Hippokratia 2005, 9(1):45-48
O. Stojceva – Taneva, N Ivanovski, G Selim, K Zafirovska, R Grozdanovski
Nephrology Dpt, Clinical Center, University “St. Cyril and Methodius”, Skopje, F.Y.R.M.
Background. Starting in 1999, the Outpatient Clinic of the Department of Nephrology in Skopje has conducted a prospective survey on the incidence of end-stage renal failure (ESRF) patients requiring renal replacement therapy (RRT) in the whole country, including late, as well as early referrals that have been followed up by nephrologists.
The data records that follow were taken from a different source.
PR #735, opened 2024-07-16
feat: add validation webhook to GKO

kamiiiel:
see: https://gravitee.atlassian.net/browse/GKO-321

### DIFF
--- a/api/v1alpha1/managementcontext_webhook.go
+++ b/api/v1alpha1/managementcontext_webhook.go
@@ -18,12 +18,15 @@ package v1alpha1
 
 import (
 	"context"
+	"fmt"
 	"net"
 
 	"github.com/gravitee-io/gravitee-kubernetes-operator/internal/apim/client"
 	"github.com/gravitee-io/gravitee-kubernetes-operator/internal/http"
+	"github.com/gravitee-io/gravitee-kubernetes-operator/internal/k8s"
 	"github.com/gravitee-io/gravitee-kubernetes-operator/internal/uuid"
-	errors "github.com/pkg/errors"
+	"github.com/pkg/errors"
+	corev1 "k8s.io/api/core/v1"
 	runtime "k8s.io/apimachinery/pkg/runtime"
 	ctrl "sigs.k8s.io/controller-runtime"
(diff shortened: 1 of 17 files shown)


api/v1alpha1/managementcontext_webhook.go
```diff
@@ -45,3 +56,23 @@ func (context *ManagementContext) ValidateUpdate(_ runtime.Object) (admission.Wa
...
+	urLs, _ := client.NewURLs(ctx.Spec.BaseUrl, ctx.Spec.OrgId, ctx.Spec.EnvId)
+
+	httpClient := http.NewClient(context.Background(), nil)
+	cli := client.Client{
+		HTTP: httpClient,
+		URLs: urLs,
+	}
+
+	api := make(map[string]interface{})
+	err := httpClient.Get(cli.EnvV1Target("apis").WithPath(uuid.NewV4String()).String(), api)
```
a-cordier, line 70: Why not add a Get() function in the [apim.Env](https://github.com/gravitee-io/gravitee-kubernetes-operator/blob/master/internal/apim/service/env.go) service ? It would make the code a bit simpler and this way we could as well check that the environment referenced in the context exists WDYT ?

a-cordier: that's why we should have an admission package in internal, and not embedded validation as a behaviour of the object it self no ?

a-cordier: Let's move forward and refactor later :)

api/v1alpha1/managementcontext_webhook.go
```diff
@@ -35,6 +42,10 @@ func (context *ManagementContext) SetupWebhookWithManager(mgr ctrl.Manager) erro
 func (context *ManagementContext) Default() {}
 
 func (context *ManagementContext) ValidateCreate() (admission.Warnings, error) {
+	if err := resolveManagementContext(context); err != nil {
+		return admission.Warnings{}, err
```
a-cordier, line 46: We should actually return a warning on connection errors (CF issue description)

a-cordier (changes requested):

a-cordier (approved):

PR #752, opened 2024-07-22
refactor: look for existing APIs in the same namespace only

kamiiiel:
https://gravitee.atlassian.net/browse/GKO-434


api/v1alpha1/apiv4definition_webhook.go
```diff
@@ -64,7 +66,9 @@ func validateApi(api *ApiV4Definition) (admission.Warnings, error) {
 	} else {
 		// check for unique context path
 		apis := new(ApiV4DefinitionList)
-		if err := k8s.GetClient().List(context.Background(), apis); err != nil {
+		if err := k8s.GetClient().List(context.Background(), apis, &client.ListOptions{
+			Namespace: api.Namespace,
```
a-cordier, line 70: would we have a problem if the gateway and the operator are configured using a cluster role, and therefore listening both to any namespace ?

a-cordier (approved):

PR #776, opened 2024-08-07
refactor: revert back previous changes to API resource fields

kamiiiel:
https://gravitee.atlassian.net/browse/GKO-513

### DIFF
--- a/api/model/api/base/resource.go
+++ b/api/model/api/base/resource.go
@@ -28,11 +28,11 @@ type Resource struct {
 	// Is resource enabled or not?
 	Enabled bool `json:"enabled"`
 	// Resource Name
-	Name string `json:"name,omitempty"`
+	Name string `json:"name"`
 	// Resource Type
-	Type string `json:"type,omitempty"`
+	Type string `json:"type"`
 	// Resource Configuration, arbitrary map of key-values
-	Configuration *utils.GenericStringMap `json:"configuration,omitempty"`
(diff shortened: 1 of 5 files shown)


api/model/api/base/resource.go
```diff
@@ -28,11 +28,11 @@ type Resource struct {
...
+	Name string `json:"name"`
 	// Resource Type
-	Type string `json:"type,omitempty"`
+	Type string `json:"type"`
 	// Resource Configuration, arbitrary map of key-values
-	Configuration *utils.GenericStringMap `json:"configuration,omitempty"`
+	Configuration *utils.GenericStringMap `json:"configuration"`
 }
 
 func (r *Resource) GetType() string {
```
a-cordier, line 38: The problem is not there 

Please remove this and have a look at the getters in this file, one is wrong

```
func (r *Resource) GetType() string {
-       return r.Name
+       return r.Type
}
```

Also, in the admission controller, I forgot to call validateCreate with the new object in the update method (hence the bug on updates)

Sorry about that 🙏

a-cordier (changes requested):

api/model/api/base/resource.go
a-cordier: As a side note, I think we should improve the error message to emphasise that the missing property is in a resource

something like 

`"missing required value in API resource property [type]"`

a-cordier: Also, please rename the commit as it's not a revert anymore :)

PR #778, opened 2024-08-08
fix: resolve resource ref while validating the resources

kamiiiel:
https://gravitee.atlassian.net/browse/GKO-513


a-cordier:
I don't know about the approach TBH, this can be fixed with two lines of diff (except for tests). It's really just about the wrong getter I mentioned in the closed PR and the validateUpdate that is not there. Plus, I don't see the missing update problem fixed here.

internal/admission/api/base/resource.go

Methods: A total of 168 ESRF patients have been accepted for RRT in 1999 in the F.Y.R.M, 156 in Skopje and 12 in Struga. Data have been obtained from the medical records of all the patients in Skopje, and complete laboratory data have been obtained from 136 patients in Skopje that have been statistically analyzed.
Results: Sixteen out of 168 patients died during their hospitalization during the first month after starting RRT, so 140 patients continued on maintenance hemodialysis in Skopje and 12 in Struga, a total of 152, or an incidence of 76 / milion population. The male / female ratio was 45.5 / 54.5%. The number of late referrals was incredibly high, 79.5% compared to early ones, 20.5%. The early referrals had a significantly higher endogenous creatinine clearance (Ccr) and calculated Ccr at start of RRT, 7.7±3.5 and 9,2±5.4 ml / min, respectively, compared to the late ones, 6.1±4.3 and 7.02±3.9 ml / min respectively, p< 0.05. The group of patients who died during hospitalization were significantly older than those who survived, 61.1±15.8 compared to 54.3± 14.2 years, and had lower albumin levels, 30.6±6.5 g / l compared to 34.7±6.4 g / l, p < 0.05. Of the 16 patients who died, 14 were from the late referrals, and only 2 from the early ones, p < 0.05. Patients with diabetic nephropathy started RRT with a significantly higher Ccr and calculated Ccr compared to other causes of ESRF, 8.4±3.3 and 11.7±6.5 ml / min respectively, compared to 5.7±4.2 and 6.3±2.6 ml / min respectively, p < 0.01 and p < 0.000000.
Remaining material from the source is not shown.